I must learn from the steam. Steam, as Lynne might put it, is smoke – and where there’s smoke, there’s fire. The steam warned me: get your loved ones to safety, far from the fire.
Why live? Why us? These teasing whys tease. Abstruse abstractions, they distract from the concrete, the practical.
And Annette? Annette is where truth is writ plain and practical. The truth lies with Annette.
These musings are, as I suggested at the beginning, the children of the muse melatonin. I am in foreign territory here, lost, perhaps even found, somewhere between memory and regret.
As if to answer the questions of the dark, questions I never spoke aloud, my host passes me ‘The Descent’, a poem of William Carlos Williams:
No defeat is made up entirely of defeat –
Since the world it opens up is always a place
Formerly unsuspected.
A world lost, a world unsuspected
Beckons to new places
And no whiteness (lost) is so white as the memory
Of whiteness.
The small hours are open season in the mind and the mind as many areas of unfinished thinking.

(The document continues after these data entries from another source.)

PR #96, opened 2020-10-26
Upgrade to Gradle 6.x

### LINKED ISSUE #95: Build fails on archlinux
Hi,

when I try to build theta I get the following error:

```
$ gradle build

Welcome to Gradle 6.6.1!

Here are the highlights of this release:
 - Experimental build configuration caching
 - Built-in conventions for handling credentials
 - Java compilation supports --release flag

For more details see https://docs.gradle.org/6.6.1/release-notes.html

Starting a Gradle Daemon (subsequent builds will be faster)

> Task :buildSrc:compileKotlin
w: /home/marek/src/theta/buildSrc/src/main/kotlin/tool-common.gradle.kts: (22, 48): 'getter for version: String?' is deprecated. Deprecated in Java

> Configure project :
e: /home/marek/src/theta/build.gradle.kts:37:9: Val cannot be reassigned
e: /home/marek/src/theta/build.gradle.kts:38:9: Val cannot be reassigned
e: /home/marek/src/theta/build.gradle.kts:42:9: Val cannot be reassigned
e: /home/marek/src/theta/build.gradle.kts:45:29: Type mismatch: inferred type is FileCollection! but ConfigurableFileCollection! was expected

FAILURE: Build failed with an exception.

* Where:
Build file '/home/marek/src/theta/build.gradle.kts' line: 37

* What went wrong:
Script compilation errors:

  Line 37:         sourceDirectories = files(reportTasks.map { it.allSourceDirs })
                   ^ Val cannot be reassigned

  Line 38:         classDirectories = files(reportTasks.map { it.allClassDirs })
                   ^ Val cannot be reassigned

  Line 42:         executionData = allExecutionData
                   ^ Val cannot be reassigned

  Line 45:             executionData = allExecutionData.filter { it.exists() }
                                       ^ Type mismatch: inferred type is FileCollection! but ConfigurableFileCollection! was expected

4 errors

* Try:
Run with --stacktrace option to get the stack trace. Run with --info or --debug option to get more log output. Run with --scan to get full insights.

* Get more help at https://help.gradle.org

Deprecated Gradle features were used in this build, making it incompatible with Gradle 7.0.
Use '--warning-mode all' to show the individual deprecation warnings.
See https://docs.gradle.org/6.6.1/userguide/command_line_interface.html#sec:command_line_warnings

BUILD FAILED in 2m 23s
```
I did not find any guidelines on how to build the project. Sorry about filing this issue if the problem is on my side.

### LINKED ISSUE #97: Upgrade to Gradle 6.x
We still use Gradle 5.0, which is from 2018, so we should upgrade to a more recent version. There are some incompatibilities that need to be fixed. (See #95)

radl97:
Resolves #97 

Now it seems to be working.

First problem is related to some deprecated and removed setter. This was an easy fix when finding out the actual issue with workaround: https://github.com/gradle/kotlin-dsl-samples/issues/1265

Then gradle wrapper was updated (to 6.6.1, as it is stable according to ArchLinux folks I guess...).

Shadow also has a newer version because of the gradle upgrade, so it too was updated. *I guess it wasn't but it's very strange, because shadow did not work the same way after upgrading gradle (even though the version is fixed in buildSrc/gradle.properties)


radl97:
Hmm... There was one weird error, which might be because of a mistake I made fixing the original issue :D 

`mv: cannot stat 'subprojects/cfa-cli/build/libs/theta-cfa-cli-*-all.jar': No such file or directory`

The problem is that `-all` suffix is not generated. This is a workaround: a forced downgrade of the plugin shadow which creates the fat-jars. (we were already using an older version forced by old gradle (5.x)...)

Here are some (outdated) docs about how to override this: https://imperceptiblethoughts.com/shadow/configuration/#configuring-output-name ... However I don't know Gradle enough to be able to actually fix the issue :/ (where to put this configuration?)

hajduakos:
I'll check. We can also upgrade/replace the fat jar generating plugin with some alternate solution, as long as it can produce executable, stand-alone jar files.

hajduakos (approved):
Looks good. I rebased to the current master and force pushed. (Next time please pay attention to submit patches relative to the latest master.)

PR #99, opened 2020-11-27
xsts-dev

mondokm:
Added XSTS metrics and experimental automatic explicit variable selection for the PROD domain


subprojects/xsts-cli/src/main/java/hu/bme/mit/theta/xsts/cli/XstsCli.java
```diff
@@ -87,6 +87,9 @@
 	@Parameter(names = {"--header"}, description = "Print only a header (for benchmarks)", help = true)
 	boolean headerOnly = false;
 
+	@Parameter(names = "--metrics", description = "Print metrics about the CFA without running the algorithm")
```
hajduakos, line 90: Copy-paste: CFA

hajduakos:
Can `AutomaticItpRefToProd2ExplPredPrec` be already used? I do not see it as an option in the command line interface.

mondokm:
Not yet but I can add a command-line option

hajduakos:
I think it would be a good idea to add as an option. Otherwise, it's just there but it cannot be used. Don't forget to extend the docs as well.

hajduakos:
@mondokm When you have some time, you can also do #100 as part of this PR

hajduakos (changes requested):
I've checked the PR and seems good. However, the docs should also be updated:
- [ ] Describe the new `-metrics` argument at https://github.com/ftsrg/theta/blob/master/subprojects/xsts-cli/README.md#arguments
- [ ] Describe the new `PROD_AUTO` option and `--maxpredcount` at https://github.com/ftsrg/theta/blob/master/doc/CEGAR-algorithms.md
- [ ] Describe the PNML fronted at https://github.com/ftsrg/theta/blob/master/subprojects/xsts/README.md. You can also check out the STS related projects on how AIGER is mentioned there, because PNML is similar in this sense. It is probably a good idea to mark this feature as experimental.
- [ ] It might be worth also mentioning in the new possibility for `*.pnml` at the `--model` argument https://github.com/ftsrg/theta/blob/master/subprojects/xsts-cli/README.md#arguments

hajduakos (approved):

PR #101, opened 2021-02-01
Grouping subprojects into directories

szdan97:


hajduakos:
@szdan97 could you please rename `subprojects/core` to `subprojects/common`? I think that fits better.

PR #108, opened 2021-03-03
Test-generation feature for XTA

szkupienpeti:
Location-covering test generation for XTA models, developed in my BSc thesis.
* New subproject that contains test-generation related functionalities
* XtaAction.DELAY variable is now public (because we need to refer to that in other places)
* GraphvizWriter (and NodeAttributes) supports invisible nodes
* Command line arguments to turn on test generation and visualization

### DIFF
--- a/settings.gradle.kts
+++ b/settings.gradle.kts
@@ -18,6 +18,7 @@ include(
         "xta/xta",
         "xta/xta-analysis",
         "xta/xta-cli",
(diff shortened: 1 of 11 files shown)


leventeBajczi:
Closing for now, as the integration effort is probably not worth it at this point. If anyone wants to take this up, feel free to reopen!

Issue #13, opened 2023-04-24
Better storage for messages


humphd:
Currently, the messages are stored as an `Array` in `localStorage`.  This is OK, but it has limits, since we can't store more than 5M.  If we want to store everything we ever do, search it, etc. we could improve things by moving to `indexeddb`.

We could consider using a lib like [dexie](https://dexie.org/docs/Tutorial/React), which has interesting hooks to do live queries like this:

```ts
const messages = useLiveQuery(
    async () => {
      //
      // Query Dexie's API
      //
      const mesages = await db.messages
        .where('some search criteria...')
        .toArray();

      // Return result
      return messages;
    },
  );
```

Using this, we could create separate threads vs. only have the current chat session, give the ability to search across those threads, pick up where we left off in a past conversation, etc.

There might be something better than `dexie`, it's just one option I know of that supports React well (I haven't used it before).

tarasglek:
Note this ties in with indexing via https://twitter.com/nfcampos/status/1651915458222718976

humphd:
Let's figure out what we actually want to store.  Things I'm considering:

1. Chats (i.e., lists of Messages like we have now), but augmented with date info (e.g., each chat has a date when it was created and each message has date info).  Having dates (or some other unique id) will make it easier in UI to use as a `key` or React
2. Documents.  Could be hunks of code you paste in, files you upload.  I'm imagining being able to drag one or more files into the app and have them get used as part of the chat somehow
3. Embeddings.  For both 1. and 2., it would be useful to create and store embeddings so we can do semantic search later on for building context
4. Settings.  I think what we do now with `localStorage` is fine for this.

It probably makes sense to use IndexedDB for this, since it gives us lots of room.  However, langchainjs also has this notion of a [Vector Store](https://js.langchain.com/docs/modules/indexes/vector_stores/), which combines document + embedding storage and retrieval/querying.  Most of the [ones they support](https://js.langchain.com/docs/modules/indexes/vector_stores/integrations/) are cloud-based, but we could start with [MemoryVectorStore](https://js.langchain.com/docs/modules/indexes/vector_stores/integrations/memory), and if it works, write an IndexedDBVectorStore based on [their code](https://github.com/hwchase17/langchainjs/blob/2886ad92d97c1f9efdfbc1906d61e57265b16b5a/langchain/src/vectorstores/memory.ts).

[...]

PR #69, opened 2023-05-17
Add ChatCraftMessage classes, support different message types

humphd:
In preparation for a bunch of feature work (backend db, supporting more models, file uploads, etc) I needed to refactor how the messages are stored, modelled, and displayed.

This change introduces different message types in the UI.  For example, we can now see which model made which response (green is ChatGPT, purple is GPT-4):

Screenshot 2023-05-17 at 10 46 07 AM

Internally, I've extended the langchain message types to add some metadata to each message (e.g., a unique `id` and which `model` was used, if any).  I've created our own classes (e.g., `ChatCraftMessage`, `ChatCraftAiMessage`, `ChatCraftHumanMessage`, `ChatCraftSystemMessage`) which extend all the langchain types.

I've also fixed a few things I hit along the way:

- disable the "Run" button when a message is already streaming in
- switch from `eval()` to `new Function()` to get around a rollup warning
- better display for error messages when "Run" fails

I've left the code to support the old serialization format, but upgrade messages to the new format.  Eventually we can remove this, but for now it will mean that people won't lose data as we upgrade the format on first use.


humphd:
https://15d7b36f.console-overthinker-dev.pages.dev/helloworld works, but the root `/` is now broken.  I must need to specify that I want to serve the static content there explicitly...

src/ChatCraftMessage.ts
```diff
@@ -0,0 +1,81 @@
+import { BaseChatMessage, type MessageType } from "langchain/schema";
+import { nanoid } from "nanoid";
+
+// We store ChatCraft messages as flat JSON
+export type SerializedChatCraftMessage = {
+  id: string;
+  type: MessageType;
+  model: GptModel | null;
```
tarasglek, line 8: i would serialize model params here..maybe in a deduplicated form

humphd:
Can you elaborate on these comments?  What you're saying is connected to what I was discussing in https://github.com/tarasglek/chatcraft.org/issues/13#issuecomment-1528852244.

Currently we don't expose any knobs for altering the [model params (temperature, etc.)](https://github.com/hwchase17/langchainjs/blob/3a6362f/langchain/src/chat_models/openai.ts#L103-L119), is that something you want to do?

What do you want in this JSON?  It would be good to pin it down now, since it will affect storage (sqlite, R2) so we don't have to support too many formats.

humphd:
I'm going to land this so that I can build the sharing stuff on top.  I'll refine the chat/message format stuff as part of that.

This sounds like a very strong and devastating area to revisit. Our only near experience was when we received a midwinter call on holiday to say that our house was full of water (burst pipes in the loft). I counted heads and was simply thankful, my husband felt responsible for our shelter and was devastated. Our youngest daughter, aged five, whose bedroom had no floor or ceiling, was sick each morning for some time, both children regressed to wetting at night. On sleepless nights I sometimes think I hear water – though there are no longer pipes in the roof! I hope the jet-lag fades soon and these memories are packed away where they belong.